Items from a data source:
****

PR #88525, opened 2021-08-31
fix(rustc_typeck): produce better errors for dyn auto trait

### LINKED ISSUE #85026: `impl dyn Trait` on an auto trait produces a confusing diagnostic
Given the following code ([playground](https://play.rust-lang.org/?version=nightly&mode=debug&edition=2018&gist=850ae3ba756280ffd028d7342926adea)):

```rust
impl dyn Unpin {}
```

The current output is:

```
error[E0118]: no nominal type found for inherent implementation
 --> src/lib.rs:1:6
  |
1 | impl dyn Unpin {}
  |      ^^^^^^^^^ impl requires a nominal type
  |
  = note: either implement a trait on it or create a newtype to wrap it instead
```

This is rather confusing. It's not immediately clear what the difference between `impl dyn Unpin` and this working code is ([playground](https://play.rust-lang.org/?version=nightly&mode=debug&edition=2018&gist=c160754c43fd35dded133da1be1352ad)):
```rust
trait A {}
impl dyn A {}
```

Since `impl dyn A` is accepted, the user might be confused why `dyn A` would be considered a nominal type when `dyn Unpin` isn't. The real reason why `impl dyn Unpin` is an error is because it is an `impl` block for ~~a type~~ [edit: a dynamically dispatched auto trait] from another crate, which should be handled by [`E0116`](https://doc.rust-lang.org/error-index.html#E0116).

```
error[E0116]: cannot define inherent `impl` for a type outside of the crate where the type is defined
 --> src/lib.rs:1:1
  |
1 | impl dyn Unpin {}
  | ^^^^^^^^^^^^^^^^^ impl for type defined outside of crate.
  |
  = note: define and implement a trait or new type instead
```

notriddle:
Fixes #85026

### DIFF
--- a/compiler/rustc_typeck/src/coherence/inherent_impls.rs
+++ b/compiler/rustc_typeck/src/coherence/inherent_impls.rs
@@ -60,6 +60,17 @@ impl ItemLikeVisitor<'v> for InherentCollect<'tcx> {
             ty::Dynamic(ref data, ..) if data.principal_def_id().is_some() => {
                 self.check_def_id(item, data.principal_def_id().unwrap());
             }
+            ty::Dynamic(..) => {
+                struct_span_err!(
+                    self.tcx.sess,
+                    ty.span,
+                    E0785,
+                    "cannot define inherent `impl` for a dyn auto trait"
+                )
+                .span_label(ty.span, "impl requires a principal trait")
+                .note("define and implement a new trait or type instead")
+                .emit();
+            }
             ty::Bool => {
                 self.check_primitive_impl(
                     item.def_id,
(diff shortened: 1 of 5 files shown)


GuillaumeGomez (approved):

compiler/rustc_typeck/src/coherence/inherent_impls.rs
```diff
@@ -60,6 +60,17 @@ impl ItemLikeVisitor<'v> for InherentCollect<'tcx> {
...
                 self.check_def_id(item, data.principal_def_id().unwrap());
             }
+            ty::Dynamic(..) => {
+                struct_span_err!(
+                    self.tcx.sess,
+                    ty.span,
+                    E0785,
+                    "cannot define inherent `impl` for a dyn auto trait"
+                )
+                .span_label(ty.span, "impl requires a principal trait")
```
petrochenkov, line 70:
```suggestion
                .span_label(ty.span, "impl requires at least one non-auto trait")
```
"Principal trait" is an internal terminology that nobody is familiar with.

petrochenkov:
r=me with the wording change.

notriddle:
@petrochenkov Okay, the wording changes are in.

****

Task instructions:
The answer should contain every line of the data, unchanged.

Task output:
PR #88525, opened 2021-08-31
fix(rustc_typeck): produce better errors for dyn auto trait

### LINKED ISSUE #85026: `impl dyn Trait` on an auto trait produces a confusing diagnostic
Given the following code ([playground](https://play.rust-lang.org/?version=nightly&mode=debug&edition=2018&gist=850ae3ba756280ffd028d7342926adea)):

```rust
impl dyn Unpin {}
```

The current output is:

```
error[E0118]: no nominal type found for inherent implementation
 --> src/lib.rs:1:6
  |
1 | impl dyn Unpin {}
  |      ^^^^^^^^^ impl requires a nominal type
  |
  = note: either implement a trait on it or create a newtype to wrap it instead
```

This is rather confusing. It's not immediately clear what the difference between `impl dyn Unpin` and this working code is ([playground](https://play.rust-lang.org/?version=nightly&mode=debug&edition=2018&gist=c160754c43fd35dded133da1be1352ad)):
```rust
trait A {}
impl dyn A {}
```

Since `impl dyn A` is accepted, the user might be confused why `dyn A` would be considered a nominal type when `dyn Unpin` isn't. The real reason why `impl dyn Unpin` is an error is because it is an `impl` block for ~~a type~~ [edit: a dynamically dispatched auto trait] from another crate, which should be handled by [`E0116`](https://doc.rust-lang.org/error-index.html#E0116).

```
error[E0116]: cannot define inherent `impl` for a type outside of the crate where the type is defined
 --> src/lib.rs:1:1
  |
1 | impl dyn Unpin {}
  | ^^^^^^^^^^^^^^^^^ impl for type defined outside of crate.
  |
  = note: define and implement a trait or new type instead
```

notriddle:
Fixes #85026

### DIFF
--- a/compiler/rustc_typeck/src/coherence/inherent_impls.rs
+++ b/compiler/rustc_typeck/src/coherence/inherent_impls.rs
@@ -60,6 +60,17 @@ impl ItemLikeVisitor<'v> for InherentCollect<'tcx> {
             ty::Dynamic(ref data, ..) if data.principal_def_id().is_some() => {
                 self.check_def_id(item, data.principal_def_id().unwrap());
             }
+            ty::Dynamic(..) => {
+                struct_span_err!(
+                    self.tcx.sess,
+                    ty.span,
+                    E0785,
+                    "cannot define inherent `impl` for a dyn auto trait"
+                )
+                .span_label(ty.span, "impl requires a principal trait")
+                .note("define and implement a new trait or type instead")
+                .emit();
+            }
             ty::Bool => {
                 self.check_primitive_impl(
                     item.def_id,
(diff shortened: 1 of 5 files shown)


GuillaumeGomez (approved):

compiler/rustc_typeck/src/coherence/inherent_impls.rs
```diff
@@ -60,6 +60,17 @@ impl ItemLikeVisitor<'v> for InherentCollect<'tcx> {
...
                 self.check_def_id(item, data.principal_def_id().unwrap());
             }
+            ty::Dynamic(..) => {
+                struct_span_err!(
+                    self.tcx.sess,
+                    ty.span,
+                    E0785,
+                    "cannot define inherent `impl` for a dyn auto trait"
+                )
+                .span_label(ty.span, "impl requires a principal trait")
```
petrochenkov, line 70:
```suggestion
                .span_label(ty.span, "impl requires at least one non-auto trait")
```
"Principal trait" is an internal terminology that nobody is familiar with.

petrochenkov:
r=me with the wording change.

notriddle:
@petrochenkov Okay, the wording changes are in.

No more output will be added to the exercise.